:: PROVIDED DATA
PR #224, opened 2018-11-13
.NET Core: 'AppDomain' does not contain a definition for 'DefineDynamicAssembly'

KevOrr:
After a fresh clone, Visual Studio fails to build dnlib: `'AppDomain' does not contain a definition for 'DefineDynamicAssembly' and no accessible extension method 'DefineDynamicAssembly' accepting a first argument of type 'AppDomain' could be found (are you missing a using directive or an assembly reference?)` [MethodTableToTypeConverter.cs:33](https://github.com/0xd4d/dnlib/blob/6a52e50333486af740f098735dd39c0876e1fbee/src/DotNet/Emit/MethodTableToTypeConverter.cs#L33).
::::
§ **EXERCISE DESCRIPTION**:
All of the data above must be set down again exactly.

§ **ANSWER BOX**:
PR #224, opened 2018-11-13
.NET Core: 'AppDomain' does not contain a definition for 'DefineDynamicAssembly'

KevOrr:
After a fresh clone, Visual Studio fails to build dnlib: `'AppDomain' does not contain a definition for 'DefineDynamicAssembly' and no accessible extension method 'DefineDynamicAssembly' accepting a first argument of type 'AppDomain' could be found (are you missing a using directive or an assembly reference?)` [MethodTableToTypeConverter.cs:33](https://github.com/0xd4d/dnlib/blob/6a52e50333486af740f098735dd39c0876e1fbee/src/DotNet/Emit/MethodTableToTypeConverter.cs#L33).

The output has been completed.